# [Task prompt]
All that is needed is each line of the entries holding the word "HasAnnotations", copied as it stands.

# [Task inputs]
■ ■ ■ ■ ■ ■ ■

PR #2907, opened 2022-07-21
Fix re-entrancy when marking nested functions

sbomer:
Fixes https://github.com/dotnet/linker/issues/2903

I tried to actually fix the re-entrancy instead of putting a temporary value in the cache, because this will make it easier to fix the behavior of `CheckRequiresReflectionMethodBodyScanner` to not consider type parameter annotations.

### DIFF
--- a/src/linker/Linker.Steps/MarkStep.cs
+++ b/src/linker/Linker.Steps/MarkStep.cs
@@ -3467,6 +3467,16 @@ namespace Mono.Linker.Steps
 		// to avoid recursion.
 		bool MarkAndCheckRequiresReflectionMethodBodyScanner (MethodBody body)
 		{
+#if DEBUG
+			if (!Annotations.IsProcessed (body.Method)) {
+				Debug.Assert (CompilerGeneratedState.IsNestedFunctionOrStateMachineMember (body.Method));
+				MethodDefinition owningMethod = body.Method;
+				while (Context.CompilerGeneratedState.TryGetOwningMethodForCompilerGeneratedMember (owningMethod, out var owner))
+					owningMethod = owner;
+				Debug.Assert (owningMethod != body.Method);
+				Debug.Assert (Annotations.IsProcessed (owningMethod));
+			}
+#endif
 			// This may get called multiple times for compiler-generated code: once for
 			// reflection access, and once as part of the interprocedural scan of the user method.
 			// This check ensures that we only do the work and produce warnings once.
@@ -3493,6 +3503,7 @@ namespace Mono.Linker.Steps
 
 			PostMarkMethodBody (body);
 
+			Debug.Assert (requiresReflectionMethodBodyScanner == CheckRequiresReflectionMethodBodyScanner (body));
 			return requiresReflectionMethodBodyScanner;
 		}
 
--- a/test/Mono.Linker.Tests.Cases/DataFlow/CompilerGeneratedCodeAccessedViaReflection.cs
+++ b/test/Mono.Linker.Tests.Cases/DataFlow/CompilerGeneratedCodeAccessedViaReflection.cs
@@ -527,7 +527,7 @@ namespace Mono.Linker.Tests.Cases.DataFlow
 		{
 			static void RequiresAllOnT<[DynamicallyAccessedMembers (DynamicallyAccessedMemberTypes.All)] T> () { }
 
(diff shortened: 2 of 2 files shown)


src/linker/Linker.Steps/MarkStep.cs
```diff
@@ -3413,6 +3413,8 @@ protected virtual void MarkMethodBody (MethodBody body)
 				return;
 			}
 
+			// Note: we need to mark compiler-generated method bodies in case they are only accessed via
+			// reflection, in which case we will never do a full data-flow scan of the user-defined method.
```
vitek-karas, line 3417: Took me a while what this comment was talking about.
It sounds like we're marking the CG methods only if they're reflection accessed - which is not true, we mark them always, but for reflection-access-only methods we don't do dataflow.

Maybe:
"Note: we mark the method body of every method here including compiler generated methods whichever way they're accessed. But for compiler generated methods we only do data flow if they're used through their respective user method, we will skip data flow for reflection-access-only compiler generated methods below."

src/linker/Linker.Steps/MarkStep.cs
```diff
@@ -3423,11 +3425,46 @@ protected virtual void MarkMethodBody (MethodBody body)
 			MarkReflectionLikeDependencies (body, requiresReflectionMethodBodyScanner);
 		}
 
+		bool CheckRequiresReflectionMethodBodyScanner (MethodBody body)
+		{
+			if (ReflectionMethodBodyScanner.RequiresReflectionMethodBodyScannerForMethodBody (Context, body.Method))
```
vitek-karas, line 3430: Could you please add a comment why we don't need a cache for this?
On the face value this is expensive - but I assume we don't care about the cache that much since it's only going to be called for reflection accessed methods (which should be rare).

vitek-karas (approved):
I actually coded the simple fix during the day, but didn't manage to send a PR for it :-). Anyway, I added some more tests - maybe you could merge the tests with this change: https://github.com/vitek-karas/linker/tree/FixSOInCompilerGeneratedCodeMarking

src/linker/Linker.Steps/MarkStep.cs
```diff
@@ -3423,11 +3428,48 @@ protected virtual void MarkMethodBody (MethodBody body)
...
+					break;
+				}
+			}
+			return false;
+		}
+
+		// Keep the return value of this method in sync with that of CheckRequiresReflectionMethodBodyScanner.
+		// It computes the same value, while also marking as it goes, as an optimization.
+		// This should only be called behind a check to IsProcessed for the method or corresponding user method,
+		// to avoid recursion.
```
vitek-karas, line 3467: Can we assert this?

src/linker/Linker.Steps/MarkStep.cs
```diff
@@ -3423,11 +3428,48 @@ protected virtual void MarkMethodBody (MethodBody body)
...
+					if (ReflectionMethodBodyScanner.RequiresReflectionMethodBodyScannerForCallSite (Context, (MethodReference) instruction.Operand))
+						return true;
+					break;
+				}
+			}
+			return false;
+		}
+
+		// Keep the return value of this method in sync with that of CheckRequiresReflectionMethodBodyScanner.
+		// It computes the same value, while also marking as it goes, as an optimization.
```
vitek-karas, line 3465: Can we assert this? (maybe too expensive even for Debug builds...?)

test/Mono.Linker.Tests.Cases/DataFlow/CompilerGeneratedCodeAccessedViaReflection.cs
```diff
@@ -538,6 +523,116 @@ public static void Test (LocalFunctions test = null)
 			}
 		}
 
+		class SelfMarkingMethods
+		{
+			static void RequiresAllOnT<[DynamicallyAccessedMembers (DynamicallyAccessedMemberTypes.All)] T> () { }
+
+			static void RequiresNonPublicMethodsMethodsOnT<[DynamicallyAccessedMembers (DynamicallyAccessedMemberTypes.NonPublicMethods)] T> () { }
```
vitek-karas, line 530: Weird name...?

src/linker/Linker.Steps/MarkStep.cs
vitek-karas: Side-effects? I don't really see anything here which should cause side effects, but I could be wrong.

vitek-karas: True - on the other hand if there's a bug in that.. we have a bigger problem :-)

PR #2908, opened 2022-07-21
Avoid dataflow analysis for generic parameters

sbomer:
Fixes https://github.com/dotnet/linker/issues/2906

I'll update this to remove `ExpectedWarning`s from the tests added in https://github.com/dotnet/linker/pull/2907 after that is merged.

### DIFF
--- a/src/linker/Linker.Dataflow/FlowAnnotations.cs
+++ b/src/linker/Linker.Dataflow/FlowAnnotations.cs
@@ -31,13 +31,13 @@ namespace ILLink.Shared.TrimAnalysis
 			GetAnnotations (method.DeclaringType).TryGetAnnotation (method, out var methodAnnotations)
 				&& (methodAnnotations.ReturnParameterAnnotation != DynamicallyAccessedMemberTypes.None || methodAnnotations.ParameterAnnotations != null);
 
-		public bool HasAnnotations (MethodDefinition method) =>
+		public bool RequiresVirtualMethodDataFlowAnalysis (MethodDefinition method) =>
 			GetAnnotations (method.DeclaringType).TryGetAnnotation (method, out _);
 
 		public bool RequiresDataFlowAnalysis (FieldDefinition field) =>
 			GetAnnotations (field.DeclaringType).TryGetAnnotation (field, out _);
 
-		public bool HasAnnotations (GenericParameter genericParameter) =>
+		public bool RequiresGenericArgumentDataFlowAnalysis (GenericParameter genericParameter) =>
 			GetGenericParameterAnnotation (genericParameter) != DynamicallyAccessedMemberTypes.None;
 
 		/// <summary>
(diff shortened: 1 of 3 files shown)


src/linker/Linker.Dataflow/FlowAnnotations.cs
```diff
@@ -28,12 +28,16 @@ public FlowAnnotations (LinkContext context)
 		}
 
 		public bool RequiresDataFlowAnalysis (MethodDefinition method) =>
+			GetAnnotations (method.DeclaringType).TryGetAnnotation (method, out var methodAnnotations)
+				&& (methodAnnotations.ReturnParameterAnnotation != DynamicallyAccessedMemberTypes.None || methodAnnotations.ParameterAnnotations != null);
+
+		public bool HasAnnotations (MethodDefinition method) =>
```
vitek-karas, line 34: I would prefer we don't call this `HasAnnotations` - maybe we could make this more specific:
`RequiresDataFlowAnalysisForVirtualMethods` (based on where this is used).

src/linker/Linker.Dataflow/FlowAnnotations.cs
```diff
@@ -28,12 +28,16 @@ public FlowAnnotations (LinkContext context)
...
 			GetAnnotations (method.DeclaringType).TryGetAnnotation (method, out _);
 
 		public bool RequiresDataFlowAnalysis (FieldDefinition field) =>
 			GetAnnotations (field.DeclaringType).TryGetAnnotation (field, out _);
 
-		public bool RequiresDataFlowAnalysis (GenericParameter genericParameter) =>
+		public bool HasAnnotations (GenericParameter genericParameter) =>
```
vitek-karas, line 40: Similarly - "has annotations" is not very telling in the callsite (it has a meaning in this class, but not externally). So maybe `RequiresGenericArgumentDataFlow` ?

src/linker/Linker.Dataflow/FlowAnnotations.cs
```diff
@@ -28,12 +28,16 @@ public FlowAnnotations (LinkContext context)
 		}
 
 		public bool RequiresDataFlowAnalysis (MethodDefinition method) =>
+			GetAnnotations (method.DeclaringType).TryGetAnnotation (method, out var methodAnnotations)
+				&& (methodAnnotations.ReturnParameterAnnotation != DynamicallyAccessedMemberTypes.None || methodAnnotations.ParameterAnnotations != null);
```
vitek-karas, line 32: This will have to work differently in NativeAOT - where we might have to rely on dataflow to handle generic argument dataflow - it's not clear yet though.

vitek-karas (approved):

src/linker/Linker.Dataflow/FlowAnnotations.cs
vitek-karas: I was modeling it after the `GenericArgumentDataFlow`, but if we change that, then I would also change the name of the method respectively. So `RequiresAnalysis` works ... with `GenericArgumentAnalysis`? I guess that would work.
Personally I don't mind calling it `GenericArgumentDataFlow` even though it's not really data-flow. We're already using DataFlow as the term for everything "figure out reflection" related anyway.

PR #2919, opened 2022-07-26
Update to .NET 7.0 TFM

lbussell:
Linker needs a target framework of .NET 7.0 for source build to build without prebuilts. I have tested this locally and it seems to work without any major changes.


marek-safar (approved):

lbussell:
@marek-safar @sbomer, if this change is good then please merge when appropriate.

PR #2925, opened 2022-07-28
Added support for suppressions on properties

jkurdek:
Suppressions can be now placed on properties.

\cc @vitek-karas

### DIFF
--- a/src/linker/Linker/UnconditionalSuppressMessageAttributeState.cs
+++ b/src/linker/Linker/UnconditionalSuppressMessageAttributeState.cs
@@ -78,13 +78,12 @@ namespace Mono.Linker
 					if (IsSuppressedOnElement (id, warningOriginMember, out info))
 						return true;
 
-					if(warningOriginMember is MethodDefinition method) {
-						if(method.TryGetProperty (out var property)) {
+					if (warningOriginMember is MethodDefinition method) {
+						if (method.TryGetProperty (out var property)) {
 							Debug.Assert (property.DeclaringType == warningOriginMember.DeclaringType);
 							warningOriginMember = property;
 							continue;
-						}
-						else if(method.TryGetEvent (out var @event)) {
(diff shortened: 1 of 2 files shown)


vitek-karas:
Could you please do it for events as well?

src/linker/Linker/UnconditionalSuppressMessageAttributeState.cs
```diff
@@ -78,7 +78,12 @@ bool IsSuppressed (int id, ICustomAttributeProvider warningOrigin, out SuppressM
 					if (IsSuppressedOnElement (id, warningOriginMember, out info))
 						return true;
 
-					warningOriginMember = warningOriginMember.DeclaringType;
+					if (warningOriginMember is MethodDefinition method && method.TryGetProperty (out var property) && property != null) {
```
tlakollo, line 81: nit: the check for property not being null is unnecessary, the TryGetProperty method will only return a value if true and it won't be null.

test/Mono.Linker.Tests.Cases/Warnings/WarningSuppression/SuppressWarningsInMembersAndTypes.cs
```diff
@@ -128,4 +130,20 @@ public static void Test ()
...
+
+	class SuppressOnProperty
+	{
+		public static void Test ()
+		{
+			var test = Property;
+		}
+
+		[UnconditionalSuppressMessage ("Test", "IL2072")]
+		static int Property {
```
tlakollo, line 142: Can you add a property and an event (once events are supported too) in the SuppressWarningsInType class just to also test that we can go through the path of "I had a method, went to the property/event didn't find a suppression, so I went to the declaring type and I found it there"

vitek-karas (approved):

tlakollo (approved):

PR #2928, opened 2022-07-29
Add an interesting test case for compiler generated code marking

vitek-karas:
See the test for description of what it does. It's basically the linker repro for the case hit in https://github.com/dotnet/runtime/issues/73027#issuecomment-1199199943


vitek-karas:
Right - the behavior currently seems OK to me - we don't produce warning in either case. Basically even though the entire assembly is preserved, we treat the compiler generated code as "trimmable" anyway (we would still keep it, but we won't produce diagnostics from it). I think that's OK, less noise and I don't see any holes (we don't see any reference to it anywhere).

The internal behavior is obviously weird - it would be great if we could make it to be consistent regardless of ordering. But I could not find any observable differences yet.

■ ■ ■ ■ ■ ■ ■

# [Solution]
-		public bool HasAnnotations (MethodDefinition method) =>
-		public bool HasAnnotations (GenericParameter genericParameter) =>
+		public bool HasAnnotations (MethodDefinition method) =>
vitek-karas, line 34: I would prefer we don't call this `HasAnnotations` - maybe we could make this more specific:
+		public bool HasAnnotations (GenericParameter genericParameter) =>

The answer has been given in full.